What does a million-worker clean energy workforce look like?

As the country looks to restart the economy following the COVID-19 pandemic, here’s a truism we can’t forget—clean energy is one of the largest job creation machines in U.S. history. Wind technician and solar installer have been two of the three fastest growing jobs in the U.S. for years, and over 415,000 Americans across all 50 states have direct clean energy jobs. By 2030, there could be over 1 million clean energy jobs. 

That’s great news as we look to put Americans back to work in the months and years ahead, but it also presents a challenge. How do we ensure the coming clean energy workforce has the skills, knowledge, and experience they need to help build a 21st century clean energy economy? 

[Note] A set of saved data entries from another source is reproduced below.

PR #3048, opened 2026-05-27
Enable NVFP4 fused grouped MLP 

sraman-rgb:
# Description

Fixes # (issue)

## Type of change

- [ ] Infra/Build change
- [ ] Code refactoring

## Changes

- Change A
- Change B

# Checklist:


transformer_engine/pytorch/ops/basic/grouped_linear.py
```diff
@@ -1083,6 +1080,12 @@ def _fuser_forward_split_quantize(
 
         # Split input tensor and convert dtypes if needed
         x = maybe_dequantize(input_, dtype)
+        if num_groups == 1:
+            # Avoid CUDA->CPU sync from split_sizes.tolist() during CUDA graph capture.
+            split_sizes_int = [x.numel() // x.size(-1)]
+        else:
+            # Need CPU split sizes for split_quantize / general_grouped_gemm.
+            split_sizes_int = [int(s) for s in split_sizes.tolist()]
```
vthumbe1503: We dont need this change right?..for CUDA graph capture.. we want users to go to the grouped tensor path and not the split quantize path

transformer_engine/pytorch/ops/basic/grouped_linear.py
```diff
@@ -1329,8 +1332,12 @@ def _fuser_backward_split_quantize(
         ws, saved_tensors = saved_tensors[:num_groups], saved_tensors[num_groups:]
 
         # Split grad output tensor and convert dtypes if needed
-        split_sizes_int = [int(s) for s in split_sizes.tolist()]
         dy = maybe_dequantize(grad_output, ctx.dtype)
+        if num_groups == 1:
+            # Avoid CUDA->CPU sync from split_sizes.tolist() during CUDA graph capture.
+            split_sizes_int = [dy.numel() // dy.size(-1)]
+        else:
+            split_sizes_int = [int(s) for s in split_sizes.tolist()]
```
vthumbe1503: Same comment as above

transformer_engine/pytorch/ops/fused/forward_grouped_mlp.py
```diff
@@ -649,6 +945,8 @@ def fuse_forward_srelu_ops(
 ) -> list[FusibleOperation]:
     """Apply GroupedLinear + ScaledSReLU + GroupedLinear fusion for forward pass."""
 
+    if recipe is None or not recipe.mxfp8():
```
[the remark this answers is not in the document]
sraman-rgb: That is intended

transformer_engine/pytorch/ops/fused/forward_grouped_mlp.py
```diff
@@ -35,6 +36,159 @@
...
+    if not tensors:
+        return
+    row_amaxes = [getattr(tensor, "_amax_rowwise", None) for tensor in tensors]
+    if all(amax is not None for amax in row_amaxes):
+        packed_row_amax = torch.cat([amax.view(-1) for amax in row_amaxes], dim=0).contiguous()
+        for idx, tensor in enumerate(tensors):
+            tensor._amax_rowwise = packed_row_amax[idx : idx + 1]
+    col_amaxes = [getattr(tensor, "_amax_columnwise", None) for tensor in tensors]
+    if all(amax is not None for amax in col_amaxes):
+        packed_col_amax = torch.cat([amax.view(-1) for amax in col_amaxes], dim=0).contiguous()
```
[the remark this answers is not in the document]
sraman-rgb: Updated in the latest commit

transformer_engine/pytorch/ops/fused/forward_grouped_mlp.py
```diff
@@ -274,6 +284,8 @@ def fuser_forward(
                 else:
                     quantized_fc2_weights.append(weight)
             grouped_fc2_weight = quantized_fc2_weights
+            if isinstance(fc2_input_quantizer, NVFP4Quantizer):
+                _pack_nvfp4_amax_list(grouped_fc2_weight)
```
vthumbe1503: Is this needed given that we are already concatenating the amaxes below in _nvfp4_amax function?

transformer_engine/pytorch/ops/fused/forward_grouped_mlp.py
```diff
@@ -407,94 +491,169 @@ def fuser_forward(
...
+            fc2_bias_scale = None
+            if fc2_bias_packed is not None:
+                fc2_bias_for_gemm = fc2_op._get_grouped_bias_for_gemm(dtype)
+                if fc2_scales is not None:
+                    fc2_bias_scale = fc2_scales.reshape(-1)
+                    if fc2_bias_scale.dtype != torch.float32:
+                        fc2_bias_scale = fc2_bias_scale.to(dtype=torch.float32)
+
+            fc2_in = fc1_kernel_out["d_tensor"]
+            fc2_in = fc2_in.view(in_shape[0], fc2_weight_shape[1]).contiguous()
```
vthumbe1503, line 497: Can we abstract out nvfp4 fc2 logic in a different function?
It is getting tougher to read with cute dsl kernels for fc2 being used in the same place.

vthumbe1503 (commented):
LGTM mostly. Have left minor comments. We need to eventually abstract out Dense logic into a different layer called DenseMLP (and that can eventually use fusion of Linear + Swiglu + Linear in te_ops). but that is beyond the scope of this PR.

transformer_engine/pytorch/ops/fused/backward_grouped_mlp.py
```diff
@@ -625,21 +777,39 @@ def fuser_backward(
...
+            fc1_grad_output_quantizer.optimize_for_gemm = True
+            _enable_nvfp4_rht_for_group_quantize(fc1_grad_output_quantizer)
+            grouped_fc1_dy = _group_quantize_for_grouped_mlp(
+                fc1_dy_bf16,
+                fc1_grad_output_quantizer,
+                num_groups,
+                split_sizes,
+                tensor_offsets=fc1_dy_tensor_offsets,
+            )
+            _mark_with_gemm_swizzled_scales(grouped_fc1_dy)
```
vthumbe1503: Why do we have to manually mark it as swizzled? group_quantize should already do it no?

transformer_engine/pytorch/ops/fused/backward_grouped_mlp.py
```diff
@@ -674,66 +844,107 @@ def fuser_backward(
...
-                    MXFP8_BLOCK_SCALING_SIZE,
-                    4,
-                    4,
-                )
-                fc1_w_scales = fc1_w_scales.permute(3, 4, 1, 5, 2, 0)
-
-                fc1_dgrad_kwargs["b_tensor"] = fc1_w_data
-                fc1_dgrad_kwargs["sfb_tensor"] = fc1_w_scales
+            if use_nvfp4:
+                _mark_with_gemm_swizzled_scales(grouped_fc1_weight)
```
vthumbe1503: Where are we swizzling them before marking them as swizzled?

transformer_engine/pytorch/ops/fused/forward_grouped_mlp.py
```diff
@@ -407,94 +491,157 @@ def fuser_forward(
...
+                general_grouped_gemm_for_grouped_tensor(
+                    grouped_fc2_weight,
+                    grouped_fc2_x,
+                    fc2_out_grouped,
+                    layout="TN",
+                )
+            fc2_out = fc2_out_buf
+            if fc2_bias_packed is not None:
+                bias_per_group = fc2_bias_packed.transpose(0, 1).contiguous()
+                token_bias = torch.repeat_interleave(bias_per_group, split_sizes, dim=0)
```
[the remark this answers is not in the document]
sraman-rgb: Updated in the latest commit

transformer_engine/pytorch/ops/fused/backward_grouped_mlp.py
sraman-rgb: the actual swizzles are done at various places: For normal single-tensor NVFP4 quantization, actual swizzle is here: /transformer_engine/pytorch/ops/_common.py:94 -> tex.swizzle_scales_for_gemm_(quantized); For grouped NVFP4 RHT/quantize: common/hadamard_transform/graph_safe_group_row_cast_col_hadamard_transform_cast_fusion.cu:1420; const bool use_swizzle_sf_output = output->with_gemm_swizzled_scales; This function is just setting up the meta data;

vthumbe1503: metadata should be set when the swizzling actually happens..we shouldnt have to do it manually ourselves afterwards unless necessary. swizzle_scales_for_gemm already sets the metadata correctly..
is graph_safe_group_row_cast_col_hadamard_transform_cast_fusion not setting metadata correctly?, then we should fix that

transformer_engine/pytorch/ops/basic/grouped_linear.py
sraman-rgb: Updated in the latest commit

transformer_engine/pytorch/ops/basic/grouped_linear.py
sraman-rgb: Updated in the latest commit

transformer_engine/pytorch/ops/fused/forward_grouped_mlp.py
sraman-rgb: Updated in the latest commit

transformer_engine/pytorch/ops/fused/forward_grouped_mlp.py
sraman-rgb: Updated in the latest commit

transformer_engine/pytorch/ops/_common.py
```diff
@@ -57,6 +60,152 @@ def _nvidia_cudnn_frontend_supports_wgrad() -> bool:
...
+    split_sizes: Optional[torch.Tensor],
+    *,
+    tensor_offsets: Optional[torch.Tensor] = None,
+) -> GroupedTensor:
+    """Quantize into grouped storage, using regular quantize for one-group NVFP4."""
+    if num_groups != 1 or not isinstance(quantizer, NVFP4Quantizer):
+        return tex.group_quantize(tensor, quantizer, num_groups, split_sizes)
+
+    quantized = tex.quantize(tensor, quantizer)
+    with_gemm_swizzled_scales = getattr(quantized, "_with_gemm_swizzled_scales", False)
```
timmoon10: This logic is NVFP4-specific and we've already checked that we're quantizing with an `NVFP4Quantizer`, so we can just access the attrs directly. I worry that these `getattr` s will add extra overhead and hide errors with invalid tensor types. I see this pattern throughout this file.

transformer_engine/pytorch/ops/_common.py
```diff
@@ -57,6 +60,152 @@ def _nvidia_cudnn_frontend_supports_wgrad() -> bool:
...
+    num_groups: int,
+    split_sizes: Optional[torch.Tensor],
+    *,
+    tensor_offsets: Optional[torch.Tensor] = None,
+) -> GroupedTensor:
+    """Quantize into grouped storage, using regular quantize for one-group NVFP4."""
+    if num_groups != 1 or not isinstance(quantizer, NVFP4Quantizer):
+        return tex.group_quantize(tensor, quantizer, num_groups, split_sizes)
+
+    quantized = tex.quantize(tensor, quantizer)
```
timmoon10, line 82: This single-group path is a hacky expedient to expose the fused grouped GEMM + activation kernel in the dense MLP (also see https://github.com/NVIDIA/Megatron-LM/pull/4786). However, we should not commit to this long-term. The right approach is to create a new fused op specifically for the dense MLP. Better to have some code duplication contained within the fused op than to make Mcore contort itself in weird way.

transformer_engine/pytorch/ops/_common.py
```diff
@@ -57,6 +60,152 @@ def _nvidia_cudnn_frontend_supports_wgrad() -> bool:
...
+        columnwise_amax=columnwise_amax,
+        first_dims=split_sizes,
+        tensor_offsets=tensor_offsets,
+        with_gemm_swizzled_scales=with_gemm_swizzled_scales,
+    )
+
+
+def _nvfp4_logical_data_view(data: torch.Tensor) -> torch.Tensor:
+    """View packed NVFP4 data with its logical K dimension for scale swizzling."""
+    return data.as_strided((data.shape[0], data.shape[1] * 2), (data.stride(0), 0))
```
timmoon10: I can see why we might want to compute the logical tensor shape, but I don't see the value of creating this tensor view. The strides are wrong (since each entry takes half of a byte), so tensor accesses will be wrong.

If this is a hack to work with `tex.get_device_pointer_for_data_and_scales`, be advised that it is disappearing in https://github.com/NVIDIA/TransformerEngine/pull/3001.

transformer_engine/pytorch/ops/_common.py
```diff
@@ -285,7 +434,7 @@ def fuse_grouped_mlp_ops(
 
     if not fused_op_cls.is_supported():
         return ops
-    if recipe is None or not recipe.mxfp8():
+    if recipe is None or not (recipe.mxfp8() or recipe.nvfp4()):
```
timmoon10, line 432: We should modify the test to make sure this fusion is applied with NVFP4: https://github.com/NVIDIA/TransformerEngine/blob/71427e7c10c88455f33d10bffb4abed6655f725b/tests/pytorch/test_fusible_ops.py#L3978

transformer_engine/pytorch/ops/fused/forward_grouped_mlp.py
timmoon10, line 1: Long-term, it would be better to have separate fused ops for MXFP8 and NVFP4. There will be some code duplication, but the logic will also be simpler and it will be easier to have recipe-specific behavior. Right now the cuDNN kernels have matching APIs, but we expect they'll start diverging as we add more things like RHT. Better to let the kernels evolve according to what gives the best performance, and not to straitjacket them to having the same pattern.

If this is the best design for now, we should at least rename the fused op to something like `_ForwardGroupedMLP_CuTeGEMMBase`, and similar for the backward op.

transformer_engine/pytorch/ops/fused/forward_grouped_mlp.py
```diff
@@ -288,13 +295,34 @@ def fuser_forward(
         # Group-quantize input tensor and convert dtypes if needed
         fc1_input_quantizer.set_usage(rowwise=True, columnwise=weight_requires_grad)
         fc1_input_quantizer.optimize_for_gemm = True
-        if isinstance(input_, GroupedTensor) and isinstance(
-            getattr(input_, "quantizer", None), MXFP8Quantizer
+        _enable_nvfp4_rht_for_group_quantize(fc1_input_quantizer)
```
timmoon10: The quantizers should already have RHT configured. If the NVFP4 recipe has RHT disabled, we need to respect that. This pattern is repeated in a few other places.

transformer_engine/pytorch/ops/_common.py
sraman-rgb: Yeah I agree. That should be the long term strategy

tests/pytorch/test_fusible_ops.py
```diff
@@ -3884,71 +3891,88 @@ def test_grouped_mlp(
...
+                    delay_wgrad_compute=delay_wgrad_compute,
+                    scale_bias=bias,
+                )
+                return te_ops.Sequential(fc1_op, _make_scaled_act(), fc2_op), fc1_op, fc2_op
+
+        module, fc1, fc2 = _make_module()
+        if use_nvfp4_rht_recipe:
+            module_ref, fc1_ref, fc2_ref = _make_module()
+        else:
+            module_ref, fc1_ref, fc2_ref = None, None, None
```
timmoon10: Why do we need a separate reference impl for the RHT case? It shouldn't change the underlying math, only the approximation scheme for that math. In fact, the point of RHT is to reduce NVFP4 quantization error, so in principle it could support tighter tols than non-RHT.

I'm also uneasy about using TE as the reference since that exposes us to situations where the reference and test impls both have the same bug.

tests/pytorch/test_fusible_ops.py
```diff
@@ -3863,66 +3869,135 @@ def test_grouped_mlp(
...
+        if quantization == "nvfp4_rht":
+            for group_idx in range(group_size):
+                fc1_dy = fc1_outputs[group_idx].grad
+                if fc1_dy is None:
+                    fc1_dy = torch.zeros_like(fc1_outputs[group_idx])
+                fc1_ws_ref[group_idx].grad = _nvfp4_rht_wgrad(fc1_inputs[group_idx], fc1_dy)
+                fc2_ws_ref[group_idx].grad = _nvfp4_rht_wgrad(
+                    fc2_inputs[group_idx],
+                    dys[group_idx],
+                )
```
timmoon10: The reference implementation shouldn't be affected by RHT (https://github.com/NVIDIA/TransformerEngine/pull/3048#discussion_r3326877933):
```suggestion
```

tests/pytorch/test_fusible_ops.py
sraman-rgb: Removed in the latest commit

tests/pytorch/test_fusible_ops.py
sraman-rgb: Removed in the latest commit

timmoon10 (approved):
LGTM, pending CI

These questions and more are answered in a new report, The “2021 Clean Energy Labor Supply Report” from BW Research and released by American Clean Power. The study examines the broad scale and diverse scope of the good-paying clean energy jobs Americans already have, and it looks at the many new positions that need to be filled as the nation drives toward its decarbonization goals. It also finds that the clean energy workforce is highly unionized compared to other private U.S. industries. 


The report models two scenarios that factor in 50 percent and 70 percent of U.S. electricity generation from renewables by 2030; details the current clean energy employment and union rates during the siting and construction of projects; and compares the expected high occupational demand and labor gaps associated with increased deployment of renewables. 

Here are a few highlights. 

Clean energy: A behemoth job creator 

  • Hitting 50 to 70 percent clean energy targets would create 500,000 to 600,000 jobs during development and construction of clean energy projects. 
  • The manufacturing sector would see the highest share of this work, with 38 percent directed there. 

Who’s hiring
In recent years, some observers have criticized clean energy jobs as mostly being temporary construction positions. That discounts the quality careers clean energy construction offers, and it’s also not accurate, as the new report demonstrates. It finds 35 different positions, of which construction is only one, will see increased job growth. These fields include construction, architecture and engineering, welders and machinists, metal fabricators, transportation, and electricians, among others.  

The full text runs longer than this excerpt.